PR #1542, opened 2023-02-21
Create new package for TallyHo name change to Taho

Adamj1232:
### Description
The rename request `TallyHo` -> `Taho` came from the Tally team on a rebrand that has occurred

Updated wallet name, docs and readme-s to make note of this (I don't think creating a new package is justified at this point and would be confusing and a pain for DApps who currently support Tally/Taho)

Screen Shot 2023-02-21 at 11 00 47 AM
Screen Shot 2023-02-21 at 11 00 38 AM

Request from Taho team:
Screen Shot 2023-02-21 at 11 20 11 AM

### Checklist


taylorjdawson:
@Adamj1232 I think they may want the package name to change? 🤔 Should we double check? It would be simple enough I suppose and then on the old tallyho package we could show it is deprecated? Or even use [this](https://stackoverflow.com/questions/28371669/renaming-a-published-npm-module)?

Adamj1232:
> @Adamj1232 I think they may want the package name to change? 🤔 Should we double check? It would be simple enough I suppose and then on the old tallyho package we could show it is deprecated? Or even use [this](https://stackoverflow.com/questions/28371669/renaming-a-published-npm-module)?

@taylorjdawson Yeah that is a good question and we discussed it yesterday in the planning meeting. Im waiting to hear back from the Tally/Taho team on this so we will see what their response is. Their initial request was to just update the displayed wallet name, but its prob best to create a new package and deprecate Tally

aaronbarnardsound (approved):

leightkt (approved):
I think creating a new package makes sense. Looks good!

PR #1549, opened 2023-02-24
feat: Ledger connector with support for WalletConnect v2

hlopes-ledger:
### Description

We (Ledger) have a working connector which supports the Ledger browser Extension and WalletConnect v1. This PR adds support for WalletConnect v2, based on code from the WalletConnect connector and an updated Ledger Connect Kit library.

We've added new parameters to the connector

- walletConnectVersion: 1 | 2,
- enableDebugLogs?: boolean,
- projectId: string
- requiredChains?: string[] | number[]
- requiredMethods?: string[]
- optionalMethods?: string[]
- requiredEvents?: string[]
- optionalEvents?: string[]

### Checklist
- [ ] The version field in `package.json` of the package you have made changes in is incremented following [semantic versioning](https://semver.org/) and using alpha release tagging

Wasn't able to run the internal demo, tested with this custom example app, https://64905dc39ea33271d1d1a2f4--ledger-w3o-vite-demo.netlify.app/

- [ ] send transaction
- [x] switch chains
- [x] sign message
- [x] sign typed message
- [x] disconnect


packages/ledger/src/v2.ts
```diff
@@ -0,0 +1,288 @@
...
+  WalletInit,
+  EIP1193Provider,
+  ProviderAccounts,
+  createEIP1193Provider
+} from '@web3-onboard/common'
+import type {
+  EthereumProvider as LedgerEthereumProvider
+} from '@ledgerhq/connect-kit-loader'
+import { isHexString, LedgerOptionsWCv2 } from './index.js'
+import { JQueryStyleEventEmitter } from 'rxjs/internal/observable/fromEvent'
```
aaronbarnardsound, line 12:
```suggestion
import type { JQueryStyleEventEmitter } from 'rxjs/internal/observable/fromEvent'
```
This appears to be used just as a type, so I think we can just import the type here.

packages/ledger/src/v2.ts
```diff
@@ -0,0 +1,288 @@
...
+  'eth_signTypedData_v4'
+]
+
+function ledger(options?: LedgerOptionsWCv2): WalletInit {
+  const projectId = options?.walletConnectVersion == 2 ? options.projectId : undefined
+  if (!projectId) {
+    throw new Error(
+      'WalletConnect requires a projectId. Please visit https://cloud.walletconnect.com to get one.'
+    )
+  }
```
aaronbarnardsound, line 30:
```suggestion
  if (!options?.projectId) {
    throw new Error(
      'WalletConnect requires a projectId. Please visit https://cloud.walletconnect.com to get one.'
    )
  }
```

Since we know that this will only be called for version 2, can we simplify to just check for the `projectId`?

packages/ledger/src/v2.ts
```diff
@@ -0,0 +1,288 @@
...
+        // or WalletConnect
+        const instance = (await connectKit.getProvider()) as LedgerEthereumProvider
+
+        // return the Ledger Extension provider
+        if (
+          checkSupportResult.providerImplementation ===
+            SupportedProviderImplementations.LedgerConnect
+        ) {
+          return {
+            provider: createEIP1193Provider(instance)
```
aaronbarnardsound, line 84: Just checking that this is intended to be wrapped with the `createEIP1193Provider` method, since the ledger extension provider is not wrapped in the [v1 file here](https://github.com/blocknative/web3-onboard/pull/1549/files#diff-e410806c59fd896721912f63f406b86661d71a193ed324b6f6f250e6556791e7R48)?

aaronbarnardsound (changes requested):
Looks good, just a couple of small changes requested.

I still need to test it out locally, but I wanted to ask which platforms is the Ledger Connect not available so that I can also try out the WalletConnect functionality?

hlopes-ledger:
> Looks good, just a couple of small changes requested.
> 
> I still need to test it out locally, but I wanted to ask which platforms is the Ledger Connect not available so that I can also try out the WalletConnect functionality?

Sorry for not including that on the PR description. You can test the WalletConnect support on Chrome; the Extension is currently only available on Safari iOS and macOS.

packages/ledger/src/v2.ts
hlopes-ledger: Yes, fixed. This was taken from the WalletConnect connector code, so I just wanted to maintain consistency with it.

packages/ledger/src/v2.ts
hlopes-ledger: Yes, fixed.

packages/ledger/src/v2.ts
hlopes-ledger: Well spotted, updated and tested it.

hlopes-ledger:
We've released the final version of Connect Kit and I've updated the package dependency.

leightkt (changes requested):
Please update the package.json for packages/ledger to: 
"version": "2.4.7-alpha.1",

packages/ledger/package.json
```diff
@@ -1,6 +1,6 @@
 {
   "name": "@web3-onboard/ledger",
-  "version": "2.4.6",
+  "version": "2.4.7-alpha.1",
```
Adamj1232, line 3:
```suggestion
  "version": "2.5.0-alpha.1",
```

packages/ledger/src/index.ts
```diff
@@ -1,279 +1,45 @@
...
+}
 
-        return {
-          provider: new EthProvider({ chains, connector })
-        }
-      }
-    }
-  }
+function ledger(options?: LedgerOptions): WalletInit {
+  const walletConnectVersion = options?.walletConnectVersion || 1
```
Adamj1232, line 39:
```suggestion
  const walletConnectVersion = options?.walletConnectVersion || 2
```
Defaults to version 2 of wallet connect

Adamj1232 (approved):
Nice work!

Issue #1520, opened 2023-02-09
[Feature]: allow instantiation of the web3-onboard with only the `ChainID` (no RPC URL, token name, etc) 


MOZGIII:
### Is your request related to a problem?

We are building the UI that doesn't know what chain it will operate on. We can't specify the RPC URL and/or chain name or token.

### Feature Description

Allow instantiating the `Onboard` without the chain parameters (besides `chainId`) known upfront. This is meant to support both public chains and private chains via the same deployment.

```ts
const chains = [
  { // no `token`, `label` or `rpcUrl`
    id: userSpecifiedChainId
  }
];

const onboard = Onboard({
  wallets,
  chains,
  appMetadata
})
```

The injected wallets are perfectly capable of carrying the sending of transactions without us specifying the RPC URL or other chain info. Further, wallet's `switchNetwork` should only require `chainId`, and the rest is only needed for adding a chain to the wallet. In our case this is a limiting factor.

### Alternative Solutions

We could display the form to the user to input the rest of the parameters, but that would mean that user has to enter the parameters required *only* for adding the chain to the wallet even if they already have the required chain in their wallet. In other words, it would just suck.

taylorjdawson:
Hey @MOZGIII! Good idea 💡  We will add this to our backlog and keep you posted here, thanks!

leightkt:
@MOZGIII Working on this currently. Finding that some wallets (metamask for example) require an rpcUrl to add a new chain to a wallet (switching between chains working fine with just an ID), and so a user MAY have to manually add a network that doesn't already exist in their wallet IF instantiated with only the chainId. Was this the intended behavior?

MOZGIII:
Yes, this is intended!

It would also be a nice to have for those wallets to allow passing their "extra" required parameters in the relevant place in their API, like when the wallet itself (not the whole `web3-onboard`) is configured. I assume the current design was to simplify the interaction, but it is actually limiting and confusing for the cases like this. It feels like doing things more explicitly would be so much better!

leightkt:
@MOZGIII PR up: https://github.com/blocknative/web3-onboard/pull/1589/ 
Does this meet your expectations or did you have other thoughts. Let me know! Thx!

PR #1589, opened 2023-03-14
[common, core] Update: allow instantiation with only chain id

leightkt:
### Description
Issue: https://github.com/blocknative/web3-onboard/issues/1520

Allows a new web-3-onboard instance to be instantiated with only an id required in the Chain object. 
Updates `setChain` function to accept optional arguments of rpcUrl, label, and token to add if needed to add a chain and chain was only instantiated with an id. 

Test Notes: 

In the Onboard object, set a chain or two (I used Goerli and Optimism) to only their Ids:
`{ id: '0x5' },`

────

▶ **Task objective**:
Find "### Feature Description" in the entries above and copy that whole line exactly, then each line after it through the line that contains "### Alternative Solutions".

▶ **Written solution**:
### Feature Description

Allow instantiating the `Onboard` without the chain parameters (besides `chainId`) known upfront. This is meant to support both public chains and private chains via the same deployment.

```ts
const chains = [
  { // no `token`, `label` or `rpcUrl`
    id: userSpecifiedChainId
  }
];

const onboard = Onboard({
  wallets,
  chains,
  appMetadata
})
```

The injected wallets are perfectly capable of carrying the sending of transactions without us specifying the RPC URL or other chain info. Further, wallet's `switchNetwork` should only require `chainId`, and the rest is only needed for adding a chain to the wallet. In our case this is a limiting factor.

### Alternative Solutions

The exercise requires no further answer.